## What you have to do
Report each line of the records below that holds the word "void".

------------------------------------

PR #24, opened 2019-02-04
Implement client scope inheritance and restriction

spideyfusion:


League/Repository/ScopeRepository.php
```diff
@@ -83,4 +88,32 @@ public function finalizeScopes(
 
         return $this->scopeConverter->toLeagueArray($event->getScopes());
     }
+
+    /**
+     * @return ScopeModel[]
+     */
+    private function setupScopes(ClientModel $client, array $requestedScopes): array
```
alenpokos: @spideyfusion I would suggest to change return type to be iterable

Tests/Fixtures/FixtureFactory.php
```diff
@@ -13,6 +13,12 @@
 use Trikoder\Bundle\OAuth2Bundle\Model\RefreshToken;
 use Trikoder\Bundle\OAuth2Bundle\Model\Scope;
 
+/**
+ * Development hints:
```
alenpokos: :+1:

Tests/Integration/AuthorizationServerTest.php
```diff
@@ -103,6 +103,21 @@ public function testRestrictedGrantClient(): void
         $this->assertSame('Client authentication failed', $response['message']);
     }
 
+    public function testRestrictedScopeClient(): void
+    {
+        $request = $this->createAuthorizationRequest('quux_restricted_scopes:beer', [
+            'grant_type' => 'client_credentials',
+            'scope' => 'fancy rock',
```
alenpokos: @spideyfusion Can you please use fixture constants instead of concrete values? Now it is mixed between two and makes it hard to track.

Tests/Integration/AuthorizationServerTest.php
```diff
@@ -187,6 +202,37 @@ public function testValidClientCredentialsGrantWithScope(): void
         );
     }
 
+    public function testValidClientCredentialsGrantWithInheritedScope(): void
+    {
+        $request = $this->createAuthorizationRequest('quux_restricted_scopes:beer', [
```
alenpokos: @spideyfusion Can we also use client IDs from constants? This makes it a lot easier to follow the test

Event/ScopeResolveEvent.php
```diff
@@ -45,9 +45,6 @@ public function getScopes(): array
         return $this->scopes;
     }
 
-    /**
-     * @param Scope[] $scopes
-     */
     public function setScopes(Scope ...$scopes): self
     {
         $this->scopes = (array) $scopes;
```
Derkien: This type casting is not necessary, as the argument is of needed type.

League/Repository/ScopeRepository.php
Derkien: Why? Both methods: ClientModel->getScopes, scopeConverter->toDomainArray and current method logic provide clean return type "array"

spideyfusion: @Derkien You bring up a good point. I have reverted the change.

Event/ScopeResolveEvent.php
spideyfusion: @Derkien Good catch.

Tests/Integration/AuthorizationServerTest.php
spideyfusion: @alenpokos This will be resolved in a separate PR where we'll tackle test readability.

Tests/Integration/AuthorizationServerTest.php
spideyfusion: @alenpokos This will be resolved in a separate PR where we'll tackle test readability.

------------------------------------

## Answer for the task
@@ -103,6 +103,21 @@ public function testRestrictedGrantClient(): void
+    public function testRestrictedScopeClient(): void
@@ -187,6 +202,37 @@ public function testValidClientCredentialsGrantWithScope(): void
+    public function testValidClientCredentialsGrantWithInheritedScope(): void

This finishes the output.